SECTION 1: Market overview
1.1 What have been the key trends in the M&A market in your jurisdiction over the past 12 months and what have been the most active sectors?
The speculation and uncertainty that loomed over the Brazilian M&A market in 2016 resulted in a year similar to 2015. Joint-ventures remained a strong choice in structuring deals, mainly for the additional assurance that they bring to the table due to having a local partner. Technology was the most active sector, followed by the financial and insurance sectors. Natural resources continued to draw a lot of attention, especially from Asian acquirers.
1.2 What M&A deal flow has your market experienced and how does this compare to previous years?
According to league tables, the number of deals in the past four years has been relatively consistent, with around 1,100 transactions. The value of the transactions, on the other hand, saw a sharp increase between 2013 (R$189 billion) ($60.9 billion) and 2015 (R$278 billion), and a small decrease in 2016 (R$260 billion).

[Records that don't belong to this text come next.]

Issue #11258, opened 2021-10-08
URL-decode resource names for HTTP API


kisunji:
### Overview

Consul CLI has many [commands](https://www.consul.io/commands) that make HTTP calls to the local agent's HTTP API. 

Since some resource names are not URL safe, the caller must URL-encode certain characters. However, our handlers naively parse the URL as-is without a decode step, making it impossible to interact with resources that may have URL unsafe characters in their name or ID.

We should URL-decode path arguments when HTTP handlers try to parse the resource name ([example](https://github.com/hashicorp/consul/blob/cc310224aa24b3d7ed88e700be7fc95154dbbd9f/agent/agent_endpoint.go#L343-L344); can find others by searching for `strings.TrimPrefix(req.URL.Path`)

Related issues:
https://github.com/hashicorp/consul/issues/11191

### Correction
We previously assumed we also had to URL-encode corresponding HTTP calls in `api` module. This has been proven wrong in https://github.com/hashicorp/consul/pull/12184 - we only need to add decoding on handlers.

### Notes to contributors
Since the number of modified files is expected to be large, you are welcome to start work on a subset of endpoints and ask for feedback on your proposed solution/pattern before applying it to more places. 

Feel free to ask any questions and a member of our team will respond.

### Files with endpoints to cover (40 total)
- [x] ./agent/acl_endpoint.go (#11957)
- [x] ./agent/agent_endpoint.go (#11335)
- [x] ./agent/catalog_endpoint.go (#11957)
- [x] ./agent/config_endpoint.go (#11957)
- [x] ./agent/connect_ca_endpoint.go (no affected endpoints)
- [x] ./agent/coordinate_endpoint.go (#11957)
- [x] ./agent/discovery_chain_endpoint.go (#11957)
- [x] ./agent/event_endpoint.go (#12103)
- [x] ./agent/federation_state_endpoint.go (#12103)
- [x] ./agent/health_endpoint.go (#12103)
  - 3 endpoints were missed ([example](https://github.com/dttung2905/consul/blob/39b0d783d95de678156a80b5eca425d394e34f7c/agent/health_endpoint.go#L83
)) (#12297)
- [x] ./agent/intentions_endpoint.go (#12103)
- [x] ./agent/kvs_endpoint.go (#12103)
- [x] ./agent/operator_endpoint.go (no affected endpoints)
- [x] ./agent/prepared_query_endpoint.go (#12103)
- [x] ./agent/session_endpoint.go (#12103)
[...]

PR #11335, opened 2021-10-15
URL-encode/decode resource names for HTTP API

littlestar642:
### Overview

Relates to: #11258

To encode/decode the path params in HTTP API, we can use golang's `url.PathEscape` and `url.PathUnescape` methods.

url.PathEscape - PathEscape escapes the string so it can be safely placed inside a URL path segment, replacing special characters (including /) with %XX sequences as needed.

### DIFF
--- a/agent/agent_endpoint.go
+++ b/agent/agent_endpoint.go
@@ -380,7 +380,10 @@ func (s *HTTPHandlers) AgentServices(resp http.ResponseWriter, req *http.Request
 // blocking watch using hash-based blocking.
 func (s *HTTPHandlers) AgentService(resp http.ResponseWriter, req *http.Request) (interface{}, error) {
 	// Get the proxy ID. Note that this is the ID of a proxy's service instance.
-	id := strings.TrimPrefix(req.URL.Path, "/v1/agent/service/")
+	id, err := getPathSuffixUnescaped(req.URL.Path, "/v1/agent/service/")
+	if err != nil {
+		return nil, err
+	}
 
 	// Maybe block
 	var queryOpts structs.QueryOptions
@@ -400,7 +403,7 @@ func (s *HTTPHandlers) AgentService(resp http.ResponseWriter, req *http.Request)
 	}
 
 	// need to resolve to default the meta
-	_, err := s.agent.delegate.ResolveTokenAndDefaultMeta(token, &entMeta, nil)
+	_, err = s.agent.delegate.ResolveTokenAndDefaultMeta(token, &entMeta, nil)
 	if err != nil {
 		return nil, err
 	}
@@ -641,7 +644,10 @@ func (s *HTTPHandlers) AgentJoin(resp http.ResponseWriter, req *http.Request) (i
 	}
 
 	// Get the address
-	addr := strings.TrimPrefix(req.URL.Path, "/v1/agent/join/")
+	addr, err := getPathSuffixUnescaped(req.URL.Path, "/v1/agent/join/")
+	if err != nil {
+		return nil, err
+	}
 
 	if wan {
 		if s.agent.config.ConnectMeshGatewayWANFederationEnabled {
@@ -701,7 +707,10 @@ func (s *HTTPHandlers) AgentForceLeave(resp http.ResponseWriter, req *http.Reque
 	// Check if the WAN is being queried
 	_, wan := req.URL.Query()["wan"]
 
-	addr := strings.TrimPrefix(req.URL.Path, "/v1/agent/force-leave/")
+	addr, err := getPathSuffixUnescaped(req.URL.Path, "/v1/agent/force-leave/")
+	if err != nil {
+		return nil, err
+	}
 	if wan {
 		return nil, s.agent.ForceLeaveWAN(addr, prune, entMeta)
 	} else {
@@ -788,7 +797,11 @@ func (s *HTTPHandlers) AgentRegisterCheck(resp http.ResponseWriter, req *http.Re
 }
 
 func (s *HTTPHandlers) AgentDeregisterCheck(resp http.ResponseWriter, req *http.Request) (interface{}, error) {
-	checkID := structs.NewCheckID(types.CheckID(strings.TrimPrefix(req.URL.Path, "/v1/agent/check/deregister/")), nil)
+	ID, err := getPathSuffixUnescaped(req.URL.Path, "/v1/agent/check/deregister/")
+	if err != nil {
+		return nil, err
+	}
+	checkID := structs.NewCheckID(types.CheckID(ID), nil)
 
 	// Get the provided token, if any, and vet against any ACL policies.
 	var token string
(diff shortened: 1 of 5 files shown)


kisunji (approved):
LGTM! Thanks for this

kisunji:
Will push a commit to add a changelog to this PR then commit

agent/agent_endpoint.go
```diff
@@ -359,7 +360,11 @@ func (s *HTTPHandlers) AgentServices(resp http.ResponseWriter, req *http.Request
 // blocking watch using hash-based blocking.
 func (s *HTTPHandlers) AgentService(resp http.ResponseWriter, req *http.Request) (interface{}, error) {
 	// Get the proxy ID. Note that this is the ID of a proxy's service instance.
-	id := strings.TrimPrefix(req.URL.Path, "/v1/agent/service/")
+	id, err := url.PathUnescape(strings.TrimPrefix(req.URL.Path, "/v1/agent/service/"))
+	if err != nil {
+		s.agent.logger.Error(fmt.Sprintf("failure in unescaping path param: %s", err.Error()))
+		id = strings.TrimPrefix(req.URL.Path, "/v1/agent/service/")
+	}
```
jkirschner-hashicorp, line 367: I recommend that we simplify this to make it easier to maintain and apply consistently to all endpoints (remove redundant operations and boilerplate). I think this can be solved by abstracting into a function call like:
```
func GetPathSuffixUnescaped(path string, prefixToTrim string) (string, error) {
  // The suffix may be URL-encoded, so attempt to decode
  suffixRaw := strings.TrimPrefix(path, prefixToTrim)
  suffixUnescaped, err := url.PathUnescape(suffixRaw)
  
  if err != nil {
    return suffixRaw, fmt.Errorf("failure in unescaping path param %q: %v", suffixRaw, err)
  }
  
  return suffixUnescaped, nil
}
```

Then, each endpoint replacement would look something like this:
```suggestion
	id, err := GetPathSuffixUnescaped(req.URL.Path, "/v1/agent/service/")
	if err != nil {
		s.agent.logger.Error(err)
	}
```

---

@kisunji : I'm not sure the best place in the source code to put a shared function like this. Thoughts on that? And whether you agree with this code change suggestion?

@littlestar642: are you interested in making such an enhancement to the PR? If not (we realize some time has passed since you posted this), let us know!

jkirschner-hashicorp (commented):
> PR ready to merge, awaiting decision to backport single change or batch them in next release

@kisunji, @littlestar642: we decided we'll try to merge the changes just for this endpoint, then internally consider (manually) backporting to 1.9 and 1.10.

Since there's some work that goes into manual backporting, I think it makes sense to address the suggested change in my review first (as it should make rolling out to other endpoints easier). @littlestar642: let me know if you're interested in making that change (before we merge and then begin the backport process).

agent/agent_endpoint.go
kisunji: Great suggestion! I think `agent/http.go` is a reasonable place for a general function that can be reused by all endpoints.

jkirschner-hashicorp:
@kisunji : I rebased and made the change I proposed. This is ready for your final review.

agent/agent_endpoint.go
jkirschner-hashicorp: Thanks - change made! I also added a unit test for that function.

agent/agent_endpoint.go
```diff
@@ -380,7 +380,10 @@ func (s *HTTPHandlers) AgentServices(resp http.ResponseWriter, req *http.Request
 // blocking watch using hash-based blocking.
 func (s *HTTPHandlers) AgentService(resp http.ResponseWriter, req *http.Request) (interface{}, error) {
 	// Get the proxy ID. Note that this is the ID of a proxy's service instance.
-	id := strings.TrimPrefix(req.URL.Path, "/v1/agent/service/")
+	id, err := getPathSuffixUnescaped(req.URL.Path, "/v1/agent/service/")
```
jkirschner-hashicorp, line 383: Ran this against a consul binary just to see for myself that it worked.

```
# Successfully decoded!
$ curl --request GET localhost:8500/v1/agent/service/counting%2Fid
unknown service ID: counting/idj
```

agent/agent_endpoint.go
```diff
@@ -380,7 +380,10 @@ func (s *HTTPHandlers) AgentServices(resp http.ResponseWriter, req *http.Request
...
+	if err != nil {
+		s.agent.logger.Error(err.Error())
```
jkirschner-hashicorp, line 385: When I ran against a consul binary with an invalid encoded value, this is what happened:
```
$ curl --request GET localhost:8500/v1/agent/service/counting%2id
400 Bad Request

# No error appears in consul log output
```

@kisunji : Is this what we'd expect/want to happen?

kisunji: Summarizing our discussion over slack: most middlewares reject invalid URLs early so the request never reaches the handler. It's almost impossible to externally test the error check via an HTTP client because you either: 1) face early rejection by go's http lib; or 2) encode into a valid url and never hit the error code path.

agent/http.go
```diff
@@ -1120,3 +1120,15 @@ func (s *HTTPHandlers) parseFilter(req *http.Request, filter *string) {
...
 	}
 }
+
+func getPathSuffixUnescaped(path string, prefixToTrim string) (string, error) {
+	// The suffix may be URL-encoded, so attempt to decode
+	suffixRaw := strings.TrimPrefix(path, prefixToTrim)
+	suffixUnescaped, err := url.PathUnescape(suffixRaw)
+
+	if err != nil {
+		return suffixRaw, fmt.Errorf("failure in unescaping path param %q: %v", suffixRaw, err)
```
kisunji, line 1130:
```suggestion
		return suffixRaw, fmt.Errorf("cannot unescape path param %q: %w", suffixRaw, err)
```

kisunji (changes requested):
Looks good! @jkirschner-hashicorp We discussed that we should return early on error from `getPathSuffixUnescaped`. Once that change is made we can merge 👍

agent/http.go
jkirschner-hashicorp: @kisunji : I agree with the wording change, but not sure I agree with the change from `%v` to `%w` for the error.

Per [this Golang page](https://go.dev/blog/go1.13-errors):
> ...wrapping an error makes that error part of your API. If you don’t want to commit to supporting that error as part of your API in the future, you shouldn’t wrap the error.

> It’s important to remember that whether you wrap or not, the error text will be the same. A person trying to understand the error will have the same information either way; the choice to wrap is about whether to give programs additional information so they can make more informed decisions, or to withhold that information to preserve an abstraction layer.

In this case, I don't think the caller needs to be able to able to unwrap the returned error to specifically look for the unescape error.

kisunji: That's totally fair! In this case it doesn't matter too much since our http handler ultimately consumes all the errors before returning plaintext or json to the client but certainly a good thing to keep in mind.

agent/agent_endpoint.go
```diff
@@ -1283,7 +1325,12 @@ func (s *HTTPHandlers) AgentDeregisterService(resp http.ResponseWriter, req *htt
 
 func (s *HTTPHandlers) AgentServiceMaintenance(resp http.ResponseWriter, req *http.Request) (interface{}, error) {
 	// Ensure we have a service ID
-	sid := structs.NewServiceID(strings.TrimPrefix(req.URL.Path, "/v1/agent/service/maintenance/"), nil)
+	serviceID, err := getPathSuffixUnescaped(req.URL.Path, "/v1/agent/service/maintenance/")
+	if err != nil {
+		return nil, err
```
jkirschner-hashicorp, line 1330: Why do we sometime use `return nil, err` within these functions, and other times use:
```
		fmt.Fprint(resp, "some error message")
		return nil, nil
```

?

jkirschner-hashicorp: @kisunji, @rboyer, @kyhavlov : any ideas why this is? (I want to make sure my use of `return nil, err` is what I should be doing in these cases.)

kisunji: I raised https://github.com/hashicorp/consul/issues/11393 for this issue! We prefer `return nil, err` over writing to response.

I'm not sure about the historic context, but in go's stdlib the handlers don't return any errors and you write to `resp` directly. This pattern may have been carried over to consul's handlers.

kisunji: Linking to @Mathew-Estafanous 's https://github.com/hashicorp/consul/pull/11599 as well who started work on the refactoring

jkirschner-hashicorp: @kisunji : thanks for creating that issue! If I understand correctly, `return nil, err` is what we want to do here and elsewhere. And applying elsewhere is captured in #11393. Yes? If so, do you want to do a final review/approve?

kisunji (approved):
LGTM!

hc-github-team-consul-core:

To retroactively trigger a backport after merging, add backport labels and re-run https://circleci.com/gh/hashicorp/consul/539327.

hc-github-team-consul-core:
:cherries::white_check_mark: Cherry pick of commit a36ddc31c7b9cac96eaf3c93ce9a724011fdbdc0 onto `release/1.11.x` succeeded!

The fact that the number of deals has remained the same despite the widespread financial crisis can be explained by a general need of companies to divest from non-core assets.
1.3 Is your market driven by private or public M&A transactions, or both? What are the dynamics between the two?
The Brazilian market is largely driven by private M&A, with public M&A being the minority of the deals.
SECTION 2: M&A structures
2.1 Please review some recent notable M&A transactions in your market and outline any interesting aspects in their structures and what they mean for the market.
RSA / Sura – £403 million ($490 million)
RSA sold its Latin American unit to Colombia's Grupo Sura for £403 million, as the FTSE 100 insurer prepared for its own possible sale to larger rival Zurich. The transaction involved complex regulatory issues in Brazil with the insurance organ, Susep, and with the competition authorities.
Ball / Ardagh – $3.1 billion
Due to restrictions imposed by the Brazilian Administrative Council for Economic Defense (CADE) for the completion of the global acquisition of Rexam by Ball Corporation, Ball Corporation sold part of the Brazilian subsidiaries' assets, in particular the Alagoinha and Jacareí can plants.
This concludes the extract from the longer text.